Part 2: Trends and sundries from IPM Essen
Every January we try to get to the massive IPM horticultural trade show in Essen, northern Germany, in order to see what’s new and try to work out what the new trends are. What we see there in January will start to filter into the UK over the coming year and we aim to let you know what to look out for. The 11 halls are filled with all things horticultural - some of the which will arrive almost immediately, because UK buyers know this is the show to go to if you want to be the first to stock something new.
Indoor plants always play a huge part because, unlike the UK where fashion dictates what we grow, the rest of the world are more consistent with their preferences. Most of Europe also has a more throw-away attitude to plants; they view them as long-lived bunches of flowers, to be discarded and replaced once they pass their best. In the UK, we don’t buy plants, we buy heirlooms that we feel compelled to keep alive for as long as possible. There is room for both points of view and the range of plants reflects this. Everything from showy orchids to huge Swiss cheese plants, from ferns to cacti and dwarf chrysanths to miniature roses. It would be impossible to list everything we saw, but there did seem to be a strong emphasis on easy-care leafy plants like Peperomia (which were hugely popular here in the 70s but then fell from favour along with rubber and Swiss cheese plants), ferns and large specimen plants for a jungle flavour.
The 70s featured strongly in many of the displays, with period furniture, macramé pot hangers and modular desk displays with room for pens and small plants together. Colours were either primary and eye-catching or pale and subtle earthy tones.

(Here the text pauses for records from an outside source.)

Issue #1267, opened 2026-04-07
dynamicrenderinglocalread breaks on initial resize for device screens


SRSaunders:
The new _dynamicrenderinglocalread_ example breaks when starting on a non-default window size, for example when deployed to a physical device like an iPhone or the iOS Simulator.  It's likely an issue on Android too but I can't test that.

The failure is because the attachment resize logic within `setupFrameBuffer()` is called immediately by `VulkanExampleBase::prepare()` and thus `createAttachments()` and `vkUpdateDescriptorSets()` are called before the `vkCmdPipelineBarrier2KHR` function pointer is defined and before the descriptor sets are even allocated.

A small set of changes to the example's resize logic will make this work properly.  I will submit a PR to address it.

SaschaWillems:
I know. It's still work in progress.

SRSaunders:
I have a PR that fixes that part only.  Do you want me to post it?

SRSaunders:
I posted my proposed change as #1268.

@SaschaWillems please feel free to accept or disregard if you have your own solution.

SaschaWillems:
Should be fixed by https://github.com/SaschaWillems/Vulkan/commit/7bb35f007f29a25a90a93715abe6046d43473e9a, which works fine for me on all platforms I can test on

SRSaunders:
Thanks @SaschaWillems.  Your change works fine with iOS.

I have repurposed my PR to adding the example to the iOS subproject and making it work with the Simulator.

PR #1268, opened 2026-04-07
Fix colorAttachmentCount error in dynamicrenderinglocalread example

SRSaunders:
Fixes ~~#1267~~ #1271.

~~This change fixes startup resize for _dynamicrenderinglocalread_ to support non-default device screen sizes.~~

~~This also updates the iOS subproject to include this new sample and make it work on iOS devices and the Simulator.~~

**UPDATED**: Now fixes some validation layer errors in the example (all platforms):

1. ~~Wrong image layout validation error.~~ Original fix in this PR has now been reverted.  This remains an outstanding VVL bug, see https://github.com/KhronosGroup/Vulkan-ValidationLayers/issues/12039
2. Fixes the non-matching color attachment count when drawing the UI (1 actual vs. 4 expected)
3. ~~Failure to destroy buffer and memory on exit.~~ Already fixed in master.
4. Fixes some missing overrides (static analysis warnings in IDE)

### DIFF
--- a/examples/dynamicrenderinglocalread/dynamicrenderinglocalread.cpp
+++ b/examples/dynamicrenderinglocalread/dynamicrenderinglocalread.cpp
@@ -141,7 +141,7 @@ public:
 	{
 		// With VK_KHR_dynamic_rendering we no longer need a frame buffer, so skip the sample base framebuffer setup
 
-		if (attachments.width != width || attachments.height != height)
+		if (resized)
 		{
 			attachments.width = width;
 			attachments.height = height;
@@ -160,6 +160,7 @@ public:
 				writeDescriptorSets.push_back(vks::initializers::writeDescriptorSet(passes.composition.descriptorSet, VK_DESCRIPTOR_TYPE_INPUT_ATTACHMENT, static_cast<uint32_t>(i), &descriptorImageInfos[i]));
 			}
 			vkUpdateDescriptorSets(device, static_cast<uint32_t>(writeDescriptorSets.size()), writeDescriptorSets.data(), 0, nullptr);
+			resized = false;
 		}
 
 	}
@@ -458,6 +459,9 @@ public:
 		vkCmdEndRenderingKHR = reinterpret_cast<PFN_vkCmdEndRenderingKHR>(vkGetDeviceProcAddr(device, "vkCmdEndRenderingKHR"));
 		vkCmdPipelineBarrier2KHR = reinterpret_cast<PFN_vkCmdPipelineBarrier2KHR>(vkGetDeviceProcAddr(device, "vkCmdPipelineBarrier2KHR"));
 		vkCmdSetRenderingInputAttachmentIndicesKHR = reinterpret_cast<PFN_vkCmdSetRenderingInputAttachmentIndicesKHR>(vkGetDeviceProcAddr(device, "vkCmdSetRenderingInputAttachmentIndicesKHR"));
+
+		attachments.width = width;
+		attachments.height = height;
 
 		initLights();
 		createAttachments();
--- a/examples/dynamicrenderinglocalread/dynamicrenderinglocalread.cpp
+++ b/examples/dynamicrenderinglocalread/dynamicrenderinglocalread.cpp
@@ -103,8 +103,19 @@ public:
 		};
 		deviceCreatepNextChain = &enabledSynchronization2FeaturesKHR;
 
-		attachments.width = width;
-		attachments.height = height;
+#if (defined(VK_USE_PLATFORM_IOS_MVK) || defined(VK_USE_PLATFORM_METAL_EXT)) && TARGET_OS_SIMULATOR
+		static const VkBool32 valueFalse = VK_FALSE;
+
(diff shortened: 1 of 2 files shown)


SRSaunders:
FYI, another way to handle this could be to move the attachment resize logic out of `setupFrameBuffer()` and into a new `windowResized()` entry point override for the example.  Some examples do this, while others use the `resized` flag in either `setupFrameBuffer()` or `buildCommandBuffer()` (e.g. the ray tracing examples).

Given that it looks like a stylistic thing vs. functional, I decided to leave things alone and just use the `resized` flag.

SRSaunders:
Limited PR to adding _dynamicrenderinglocalread_ example to iOS subproject and iOS Simulator.

Resize logic now handled by changes within master branch.

SRSaunders:
Updated PR to include validation error fixes for _dynamicrenderinglocalread_.

examples/dynamicrenderinglocalread/dynamicrenderinglocalread.cpp
```diff
@@ -494,7 +510,7 @@ class VulkanExample : public VulkanExampleBase
 			colorAttachments[i] = {
 				.sType = VK_STRUCTURE_TYPE_RENDERING_ATTACHMENT_INFO,
 				.imageView = imageViewList[i],
-				.imageLayout = VK_IMAGE_LAYOUT_RENDERING_LOCAL_READ_KHR,
+				.imageLayout = (i == 0) ? VK_IMAGE_LAYOUT_COLOR_ATTACHMENT_OPTIMAL : VK_IMAGE_LAYOUT_RENDERING_LOCAL_READ_KHR,
```
SaschaWillems, line 498: I don't think this needs fixing. IMO this is a false positive and I've raised an issue in the VVL repo about this.

examples/dynamicrenderinglocalread/dynamicrenderinglocalread.cpp
```diff
@@ -101,6 +101,20 @@ class VulkanExample : public VulkanExampleBase
 			.synchronization2 = VK_TRUE,
 		};
 		deviceCreatepNextChain = &enabledSynchronization2FeaturesKHR;
+
+#if (defined(VK_USE_PLATFORM_IOS_MVK) || defined(VK_USE_PLATFORM_METAL_EXT)) && TARGET_OS_SIMULATOR
```
SaschaWillems: Isn't this something that should be fixed in MoltenVK. I'm a bit reluctant about including code that is so specific.

SRSaunders: I've tried to get this fixed for about 2 years.  See https://github.com/KhronosGroup/MoltenVK/issues/2285.  I gave up for the Vulkan-Samples project, and added this code for three of the samples there: _layout_transitions_, _pipeline_barriers_, and _subpasses_.  Vulkan-Samples will also require this setting for _dynamic_rendering_local_read_, but I have not submitted the change yet (but plan to soon since the iOS Simulator is documented as supported there).

However, I do understand your perspective on "keeping the samples simple and consistent" for your project in particular.  The issue is limited to the iOS Simulator, so running on macOS and iOS physical devices is fine without this change.  While there is Mac and iOS specific stuff in your base code, your samples by-and-large avoid that which is a good thing.  I can revoke this change if you like, especially since iOS (and Simulator) is more of a second class citizen for your project.  Please advise.

examples/dynamicrenderinglocalread/dynamicrenderinglocalread.cpp
SRSaunders: Interesting.  Referring to your issue https://github.com/KhronosGroup/Vulkan-ValidationLayers/issues/12039 where you discuss `VK_ATTACHMENT_UNUSED`, do you think this requires the `VK_EXT_dynamic_rendering_unused_attachments` extension to make this work for dynamic rendering?  

MoltenVK does not support this extension so I can't test there.  However, I will try on my Windows 11 and linux machines to see if my AMD card supports it, and report back later.

examples/dynamicrenderinglocalread/dynamicrenderinglocalread.cpp
SRSaunders: I deleted this section when merging in your lightsBuffer change.

examples/dynamicrenderinglocalread/dynamicrenderinglocalread.cpp
SRSaunders: Scratch that idea re the `VK_EXT_dynamic_rendering_unused_attachments ` extension.  Looks like that is for adapting to multiple pipelines where you can have an unused attachment in one, but not the other.

I will leave my original change in place for now and resolve once your VVL issue is looked at.

SRSaunders: @SaschaWillems I have given up waiting for the VVL team to fix this defect.  I have reverted my workaround in this PR and limited the scope to fixing the remaining `colorAttachmentCount` validation issue, as well as correcting a few IDE static analysis warnings.  See updated description at the top of this PR.

Should now be ready for your review and merge.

Orchids remain incredibly popular and several new designs were on show to help display them and keep them healthy. There was an attractive free-standing frame where your moth orchid could hang from a central hook, allowing the flowers to hang down as they would in nature, but the one most likely to appear in our shops was from a company called Lechuza, who specialise in pots that have a reservoir for water in the base and make plant care much easier. It’s a double pot, with a transparent inner for the plant (because moth orchid roots need light) set within a coloured outer pot. Whether the roots get enough light remains to be seen, but for anyone who really doesn’t like the sight of the roots through the clear pots, it may be ideal.